• Problem details: In the listing below, which lines contain the string "ExternalName"? Copy them all.

• Data for analysis:
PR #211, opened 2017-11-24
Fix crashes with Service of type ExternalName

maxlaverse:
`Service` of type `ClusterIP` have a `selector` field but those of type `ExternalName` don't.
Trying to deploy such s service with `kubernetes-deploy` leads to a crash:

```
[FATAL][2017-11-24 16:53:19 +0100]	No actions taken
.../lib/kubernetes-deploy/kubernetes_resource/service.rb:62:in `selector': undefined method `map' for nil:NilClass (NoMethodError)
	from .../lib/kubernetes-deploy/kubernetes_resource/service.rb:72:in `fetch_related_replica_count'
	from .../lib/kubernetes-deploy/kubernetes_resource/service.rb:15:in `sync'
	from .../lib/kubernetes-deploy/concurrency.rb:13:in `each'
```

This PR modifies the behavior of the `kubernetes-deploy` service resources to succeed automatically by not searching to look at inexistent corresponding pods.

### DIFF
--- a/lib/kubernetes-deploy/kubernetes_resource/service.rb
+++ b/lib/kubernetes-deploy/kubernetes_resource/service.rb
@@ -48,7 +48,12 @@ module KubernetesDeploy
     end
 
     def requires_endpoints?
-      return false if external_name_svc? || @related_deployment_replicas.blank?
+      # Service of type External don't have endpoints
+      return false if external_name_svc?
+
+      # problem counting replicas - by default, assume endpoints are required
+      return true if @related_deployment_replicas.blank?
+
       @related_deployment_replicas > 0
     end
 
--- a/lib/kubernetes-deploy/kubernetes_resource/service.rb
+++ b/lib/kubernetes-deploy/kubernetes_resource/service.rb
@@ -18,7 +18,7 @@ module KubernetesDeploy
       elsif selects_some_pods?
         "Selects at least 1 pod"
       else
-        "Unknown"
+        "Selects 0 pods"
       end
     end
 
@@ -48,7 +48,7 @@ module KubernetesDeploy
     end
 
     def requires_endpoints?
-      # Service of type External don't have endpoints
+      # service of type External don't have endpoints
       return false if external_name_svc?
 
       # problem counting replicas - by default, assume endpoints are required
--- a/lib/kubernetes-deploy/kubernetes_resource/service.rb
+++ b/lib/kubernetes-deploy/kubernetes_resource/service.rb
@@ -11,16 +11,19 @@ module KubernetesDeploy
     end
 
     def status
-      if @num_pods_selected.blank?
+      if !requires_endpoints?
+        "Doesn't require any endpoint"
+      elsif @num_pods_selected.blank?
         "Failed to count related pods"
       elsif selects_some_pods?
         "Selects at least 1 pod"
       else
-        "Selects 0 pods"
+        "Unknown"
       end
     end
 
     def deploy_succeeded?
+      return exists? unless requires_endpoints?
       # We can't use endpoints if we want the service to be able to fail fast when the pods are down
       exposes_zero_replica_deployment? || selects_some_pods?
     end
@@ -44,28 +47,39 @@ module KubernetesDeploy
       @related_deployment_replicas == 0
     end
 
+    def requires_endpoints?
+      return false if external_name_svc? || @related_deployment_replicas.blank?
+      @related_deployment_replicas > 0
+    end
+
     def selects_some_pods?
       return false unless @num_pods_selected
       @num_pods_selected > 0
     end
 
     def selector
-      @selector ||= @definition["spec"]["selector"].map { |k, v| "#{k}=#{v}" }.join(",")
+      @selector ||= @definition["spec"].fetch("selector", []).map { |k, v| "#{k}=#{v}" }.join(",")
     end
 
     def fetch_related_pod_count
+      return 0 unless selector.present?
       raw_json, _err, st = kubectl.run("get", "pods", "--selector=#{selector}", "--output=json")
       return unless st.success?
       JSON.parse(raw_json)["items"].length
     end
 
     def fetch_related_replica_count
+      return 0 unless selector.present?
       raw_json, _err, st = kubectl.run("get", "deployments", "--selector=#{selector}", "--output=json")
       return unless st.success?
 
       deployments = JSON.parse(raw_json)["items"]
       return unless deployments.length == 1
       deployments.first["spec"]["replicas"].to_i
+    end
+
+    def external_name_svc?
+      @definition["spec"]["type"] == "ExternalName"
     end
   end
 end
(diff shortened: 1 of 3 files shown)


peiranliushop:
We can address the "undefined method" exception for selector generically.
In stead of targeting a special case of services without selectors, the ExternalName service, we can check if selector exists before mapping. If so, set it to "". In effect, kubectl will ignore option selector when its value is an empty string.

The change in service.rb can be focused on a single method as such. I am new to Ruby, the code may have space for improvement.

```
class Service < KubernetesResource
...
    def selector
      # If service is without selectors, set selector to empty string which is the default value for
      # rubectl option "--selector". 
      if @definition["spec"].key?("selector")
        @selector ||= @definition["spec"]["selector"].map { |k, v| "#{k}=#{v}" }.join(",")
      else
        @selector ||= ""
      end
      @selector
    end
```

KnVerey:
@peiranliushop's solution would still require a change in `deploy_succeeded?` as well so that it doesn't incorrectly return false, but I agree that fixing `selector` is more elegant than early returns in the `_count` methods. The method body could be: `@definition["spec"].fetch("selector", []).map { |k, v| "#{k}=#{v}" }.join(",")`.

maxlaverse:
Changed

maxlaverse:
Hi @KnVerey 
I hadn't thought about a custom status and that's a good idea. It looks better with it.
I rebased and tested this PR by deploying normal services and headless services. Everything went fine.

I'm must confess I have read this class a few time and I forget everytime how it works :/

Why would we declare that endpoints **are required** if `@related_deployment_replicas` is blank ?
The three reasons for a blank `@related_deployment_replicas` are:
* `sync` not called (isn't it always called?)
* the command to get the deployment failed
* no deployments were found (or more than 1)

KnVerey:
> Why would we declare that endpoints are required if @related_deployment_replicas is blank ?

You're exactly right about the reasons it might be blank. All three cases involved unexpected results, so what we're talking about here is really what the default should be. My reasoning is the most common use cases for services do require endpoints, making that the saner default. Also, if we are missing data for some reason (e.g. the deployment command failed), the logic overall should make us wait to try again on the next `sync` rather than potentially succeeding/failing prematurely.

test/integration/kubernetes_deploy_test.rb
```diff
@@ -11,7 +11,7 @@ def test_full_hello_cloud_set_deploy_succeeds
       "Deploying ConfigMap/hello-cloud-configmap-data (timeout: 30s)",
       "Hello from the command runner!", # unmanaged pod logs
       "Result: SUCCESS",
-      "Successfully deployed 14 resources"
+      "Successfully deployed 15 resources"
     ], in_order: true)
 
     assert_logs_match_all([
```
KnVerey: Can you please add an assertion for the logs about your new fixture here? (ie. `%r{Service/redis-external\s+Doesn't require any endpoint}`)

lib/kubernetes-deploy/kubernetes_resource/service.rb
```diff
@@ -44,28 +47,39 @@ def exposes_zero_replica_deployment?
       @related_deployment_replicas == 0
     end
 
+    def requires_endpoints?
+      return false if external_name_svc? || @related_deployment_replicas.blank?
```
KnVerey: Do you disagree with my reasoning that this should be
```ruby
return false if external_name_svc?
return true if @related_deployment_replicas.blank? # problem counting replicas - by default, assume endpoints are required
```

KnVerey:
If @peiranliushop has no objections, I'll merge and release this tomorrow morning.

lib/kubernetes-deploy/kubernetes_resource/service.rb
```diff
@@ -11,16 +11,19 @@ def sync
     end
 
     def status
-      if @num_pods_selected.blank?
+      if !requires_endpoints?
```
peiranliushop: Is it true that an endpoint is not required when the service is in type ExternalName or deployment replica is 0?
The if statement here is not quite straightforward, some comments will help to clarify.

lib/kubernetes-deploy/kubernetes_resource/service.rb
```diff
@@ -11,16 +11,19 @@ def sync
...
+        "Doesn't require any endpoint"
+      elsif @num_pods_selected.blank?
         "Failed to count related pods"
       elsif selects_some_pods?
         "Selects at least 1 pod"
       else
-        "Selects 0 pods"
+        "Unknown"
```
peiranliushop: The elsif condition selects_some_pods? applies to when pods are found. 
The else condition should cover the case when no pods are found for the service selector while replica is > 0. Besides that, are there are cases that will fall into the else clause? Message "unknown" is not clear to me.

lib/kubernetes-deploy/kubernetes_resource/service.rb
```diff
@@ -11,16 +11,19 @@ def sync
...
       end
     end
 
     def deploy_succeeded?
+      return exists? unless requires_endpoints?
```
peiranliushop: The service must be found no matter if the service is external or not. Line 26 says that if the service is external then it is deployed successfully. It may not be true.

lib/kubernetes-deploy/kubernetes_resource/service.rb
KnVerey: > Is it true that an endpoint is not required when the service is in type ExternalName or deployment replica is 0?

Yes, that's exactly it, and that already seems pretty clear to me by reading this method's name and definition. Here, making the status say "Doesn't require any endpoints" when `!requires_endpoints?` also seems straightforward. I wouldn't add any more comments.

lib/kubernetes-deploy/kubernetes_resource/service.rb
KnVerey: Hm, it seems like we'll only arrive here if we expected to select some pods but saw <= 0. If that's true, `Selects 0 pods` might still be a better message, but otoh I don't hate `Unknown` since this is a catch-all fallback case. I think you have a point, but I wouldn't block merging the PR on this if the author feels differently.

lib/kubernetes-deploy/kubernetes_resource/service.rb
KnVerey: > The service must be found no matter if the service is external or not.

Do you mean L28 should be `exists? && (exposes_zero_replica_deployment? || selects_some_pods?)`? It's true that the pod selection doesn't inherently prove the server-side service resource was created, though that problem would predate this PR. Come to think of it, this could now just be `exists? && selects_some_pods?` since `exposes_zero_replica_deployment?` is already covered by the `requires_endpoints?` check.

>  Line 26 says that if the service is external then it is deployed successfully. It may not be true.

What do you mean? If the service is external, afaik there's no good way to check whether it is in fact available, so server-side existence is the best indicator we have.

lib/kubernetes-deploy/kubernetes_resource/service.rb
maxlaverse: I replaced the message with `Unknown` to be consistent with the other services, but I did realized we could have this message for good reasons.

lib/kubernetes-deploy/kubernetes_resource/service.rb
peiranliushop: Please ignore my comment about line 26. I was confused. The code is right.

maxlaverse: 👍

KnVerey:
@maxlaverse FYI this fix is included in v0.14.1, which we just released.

* * *

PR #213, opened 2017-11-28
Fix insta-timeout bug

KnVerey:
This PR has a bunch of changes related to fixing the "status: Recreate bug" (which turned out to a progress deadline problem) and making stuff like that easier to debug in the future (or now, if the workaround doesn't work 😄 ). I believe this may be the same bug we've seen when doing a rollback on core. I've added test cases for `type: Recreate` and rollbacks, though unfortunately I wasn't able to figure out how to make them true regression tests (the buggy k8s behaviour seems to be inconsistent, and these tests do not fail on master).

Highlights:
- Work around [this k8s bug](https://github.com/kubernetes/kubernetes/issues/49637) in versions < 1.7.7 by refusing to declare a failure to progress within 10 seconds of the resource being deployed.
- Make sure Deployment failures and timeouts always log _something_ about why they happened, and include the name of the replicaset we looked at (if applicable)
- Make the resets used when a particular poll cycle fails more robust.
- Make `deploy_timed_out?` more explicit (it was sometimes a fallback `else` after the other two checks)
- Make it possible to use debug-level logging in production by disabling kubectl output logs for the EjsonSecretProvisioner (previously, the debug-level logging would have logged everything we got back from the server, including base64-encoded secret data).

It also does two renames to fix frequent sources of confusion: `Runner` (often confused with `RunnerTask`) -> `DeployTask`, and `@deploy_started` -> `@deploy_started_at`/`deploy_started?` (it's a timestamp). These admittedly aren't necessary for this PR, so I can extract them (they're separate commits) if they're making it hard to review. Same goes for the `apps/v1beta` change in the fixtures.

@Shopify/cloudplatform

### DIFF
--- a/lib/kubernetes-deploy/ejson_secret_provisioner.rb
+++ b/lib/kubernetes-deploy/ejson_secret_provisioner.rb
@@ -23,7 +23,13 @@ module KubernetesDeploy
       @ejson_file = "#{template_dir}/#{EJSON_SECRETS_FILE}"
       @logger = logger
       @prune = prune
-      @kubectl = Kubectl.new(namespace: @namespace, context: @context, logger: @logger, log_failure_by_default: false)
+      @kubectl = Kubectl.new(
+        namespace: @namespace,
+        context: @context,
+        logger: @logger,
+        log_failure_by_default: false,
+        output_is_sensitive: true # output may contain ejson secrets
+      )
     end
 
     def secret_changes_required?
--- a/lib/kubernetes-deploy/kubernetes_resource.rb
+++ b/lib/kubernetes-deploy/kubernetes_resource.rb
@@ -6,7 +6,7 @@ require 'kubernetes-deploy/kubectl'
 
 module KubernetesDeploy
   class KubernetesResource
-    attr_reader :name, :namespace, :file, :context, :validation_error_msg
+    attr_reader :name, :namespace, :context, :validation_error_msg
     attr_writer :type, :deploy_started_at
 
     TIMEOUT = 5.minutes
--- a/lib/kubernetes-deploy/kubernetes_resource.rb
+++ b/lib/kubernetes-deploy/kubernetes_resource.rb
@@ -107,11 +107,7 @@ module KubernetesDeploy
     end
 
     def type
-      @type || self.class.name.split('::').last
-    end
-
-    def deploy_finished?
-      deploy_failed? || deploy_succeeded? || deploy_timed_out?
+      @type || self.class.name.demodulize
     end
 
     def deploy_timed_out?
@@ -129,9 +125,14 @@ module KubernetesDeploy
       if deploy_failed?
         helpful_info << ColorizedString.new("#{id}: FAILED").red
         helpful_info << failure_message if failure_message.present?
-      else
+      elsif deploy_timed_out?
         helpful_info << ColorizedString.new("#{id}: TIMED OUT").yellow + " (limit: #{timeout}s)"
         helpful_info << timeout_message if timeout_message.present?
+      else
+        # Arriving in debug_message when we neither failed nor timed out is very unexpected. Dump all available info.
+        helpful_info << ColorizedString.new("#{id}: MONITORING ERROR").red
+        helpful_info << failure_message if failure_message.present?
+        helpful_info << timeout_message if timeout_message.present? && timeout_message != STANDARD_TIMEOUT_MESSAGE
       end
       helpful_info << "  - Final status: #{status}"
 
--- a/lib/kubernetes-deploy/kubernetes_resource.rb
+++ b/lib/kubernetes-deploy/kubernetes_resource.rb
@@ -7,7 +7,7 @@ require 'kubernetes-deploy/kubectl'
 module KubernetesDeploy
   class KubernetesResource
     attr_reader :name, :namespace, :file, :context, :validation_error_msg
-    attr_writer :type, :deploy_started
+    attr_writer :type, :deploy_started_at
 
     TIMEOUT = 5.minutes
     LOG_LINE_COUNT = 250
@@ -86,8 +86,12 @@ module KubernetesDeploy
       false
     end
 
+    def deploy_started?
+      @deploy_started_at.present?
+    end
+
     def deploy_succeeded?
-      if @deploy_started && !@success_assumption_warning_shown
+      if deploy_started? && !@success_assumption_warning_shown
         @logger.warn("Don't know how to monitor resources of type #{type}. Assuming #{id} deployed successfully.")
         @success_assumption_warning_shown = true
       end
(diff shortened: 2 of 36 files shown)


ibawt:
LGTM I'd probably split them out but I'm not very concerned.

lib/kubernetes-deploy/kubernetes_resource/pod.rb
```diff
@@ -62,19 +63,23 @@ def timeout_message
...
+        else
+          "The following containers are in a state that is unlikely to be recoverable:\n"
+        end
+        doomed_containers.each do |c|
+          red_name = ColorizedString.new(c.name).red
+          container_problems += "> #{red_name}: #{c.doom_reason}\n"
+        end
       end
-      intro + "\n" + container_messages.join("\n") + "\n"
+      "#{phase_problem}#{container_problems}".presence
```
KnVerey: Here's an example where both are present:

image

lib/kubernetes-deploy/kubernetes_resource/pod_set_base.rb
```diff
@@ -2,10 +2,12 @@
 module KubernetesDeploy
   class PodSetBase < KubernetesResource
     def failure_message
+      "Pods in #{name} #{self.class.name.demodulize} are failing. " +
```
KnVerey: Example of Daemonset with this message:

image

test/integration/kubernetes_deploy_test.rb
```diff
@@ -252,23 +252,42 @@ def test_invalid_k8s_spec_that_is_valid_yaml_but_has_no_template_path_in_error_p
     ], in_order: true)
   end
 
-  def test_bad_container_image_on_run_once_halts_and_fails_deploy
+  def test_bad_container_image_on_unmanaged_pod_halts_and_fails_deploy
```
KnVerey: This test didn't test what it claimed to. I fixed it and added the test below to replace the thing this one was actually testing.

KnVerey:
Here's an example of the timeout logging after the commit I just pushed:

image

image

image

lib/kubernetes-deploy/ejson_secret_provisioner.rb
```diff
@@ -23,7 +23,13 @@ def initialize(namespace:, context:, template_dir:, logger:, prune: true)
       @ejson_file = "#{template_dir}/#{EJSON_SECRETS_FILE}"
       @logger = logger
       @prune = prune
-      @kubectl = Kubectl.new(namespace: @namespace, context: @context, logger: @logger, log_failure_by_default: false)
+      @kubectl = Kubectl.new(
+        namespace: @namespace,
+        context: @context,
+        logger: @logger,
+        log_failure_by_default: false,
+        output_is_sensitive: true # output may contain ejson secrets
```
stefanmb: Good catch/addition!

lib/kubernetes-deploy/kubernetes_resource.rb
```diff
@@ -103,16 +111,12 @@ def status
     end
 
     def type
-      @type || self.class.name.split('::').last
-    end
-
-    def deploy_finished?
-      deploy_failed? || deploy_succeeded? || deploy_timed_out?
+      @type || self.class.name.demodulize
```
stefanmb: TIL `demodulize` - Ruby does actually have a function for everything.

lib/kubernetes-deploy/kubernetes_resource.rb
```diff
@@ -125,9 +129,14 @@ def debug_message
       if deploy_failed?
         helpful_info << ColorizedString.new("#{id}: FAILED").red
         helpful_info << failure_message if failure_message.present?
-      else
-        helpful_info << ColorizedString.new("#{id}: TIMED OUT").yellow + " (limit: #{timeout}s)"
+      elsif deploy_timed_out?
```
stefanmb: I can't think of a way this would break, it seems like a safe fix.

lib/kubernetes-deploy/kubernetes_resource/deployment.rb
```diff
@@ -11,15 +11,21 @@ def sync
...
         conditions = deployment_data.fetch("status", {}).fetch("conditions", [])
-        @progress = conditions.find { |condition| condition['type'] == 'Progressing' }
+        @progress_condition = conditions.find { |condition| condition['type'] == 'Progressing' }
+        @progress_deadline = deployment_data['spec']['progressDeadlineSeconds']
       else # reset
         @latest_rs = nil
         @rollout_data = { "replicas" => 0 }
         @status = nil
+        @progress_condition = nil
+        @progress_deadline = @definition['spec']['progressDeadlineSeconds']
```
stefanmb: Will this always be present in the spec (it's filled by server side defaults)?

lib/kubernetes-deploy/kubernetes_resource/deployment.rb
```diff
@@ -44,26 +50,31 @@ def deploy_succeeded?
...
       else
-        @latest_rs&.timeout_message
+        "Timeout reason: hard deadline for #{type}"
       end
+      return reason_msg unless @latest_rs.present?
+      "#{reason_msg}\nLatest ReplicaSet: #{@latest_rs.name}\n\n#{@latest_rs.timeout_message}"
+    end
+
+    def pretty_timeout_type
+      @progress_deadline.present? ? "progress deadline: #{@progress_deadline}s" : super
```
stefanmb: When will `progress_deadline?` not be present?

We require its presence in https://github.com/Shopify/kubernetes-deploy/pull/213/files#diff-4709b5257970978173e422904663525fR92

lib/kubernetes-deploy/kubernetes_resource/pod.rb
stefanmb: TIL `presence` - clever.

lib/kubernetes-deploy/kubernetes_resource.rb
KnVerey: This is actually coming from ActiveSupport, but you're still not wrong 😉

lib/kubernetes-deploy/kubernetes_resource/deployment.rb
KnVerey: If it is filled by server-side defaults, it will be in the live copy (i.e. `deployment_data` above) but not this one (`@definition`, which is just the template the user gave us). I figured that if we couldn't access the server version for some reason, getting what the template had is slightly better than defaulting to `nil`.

==

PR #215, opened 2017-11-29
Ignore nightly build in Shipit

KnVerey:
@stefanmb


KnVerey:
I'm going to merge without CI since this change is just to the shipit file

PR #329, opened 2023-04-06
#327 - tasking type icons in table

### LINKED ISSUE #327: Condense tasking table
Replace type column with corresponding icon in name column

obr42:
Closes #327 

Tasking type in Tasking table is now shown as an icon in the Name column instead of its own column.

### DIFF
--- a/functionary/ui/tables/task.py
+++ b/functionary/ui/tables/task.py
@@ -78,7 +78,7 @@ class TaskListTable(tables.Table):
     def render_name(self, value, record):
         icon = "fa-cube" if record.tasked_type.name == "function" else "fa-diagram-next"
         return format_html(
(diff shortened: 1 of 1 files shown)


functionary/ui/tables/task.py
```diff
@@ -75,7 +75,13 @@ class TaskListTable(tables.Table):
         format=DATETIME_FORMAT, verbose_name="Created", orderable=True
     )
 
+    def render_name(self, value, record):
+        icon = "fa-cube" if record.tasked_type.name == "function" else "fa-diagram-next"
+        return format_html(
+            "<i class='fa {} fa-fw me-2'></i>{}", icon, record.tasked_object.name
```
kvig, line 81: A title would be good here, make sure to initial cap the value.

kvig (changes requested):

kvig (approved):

• Response for this exercise:
Fix crashes with Service of type ExternalName
`Service` of type `ClusterIP` have a `selector` field but those of type `ExternalName` don't.
+      @definition["spec"]["type"] == "ExternalName"
In stead of targeting a special case of services without selectors, the ExternalName service, we can check if selector exists before mapping. If so, set it to "". In effect, kubectl will ignore option selector when its value is an empty string.
peiranliushop: Is it true that an endpoint is not required when the service is in type ExternalName or deployment replica is 0?
KnVerey: > Is it true that an endpoint is not required when the service is in type ExternalName or deployment replica is 0?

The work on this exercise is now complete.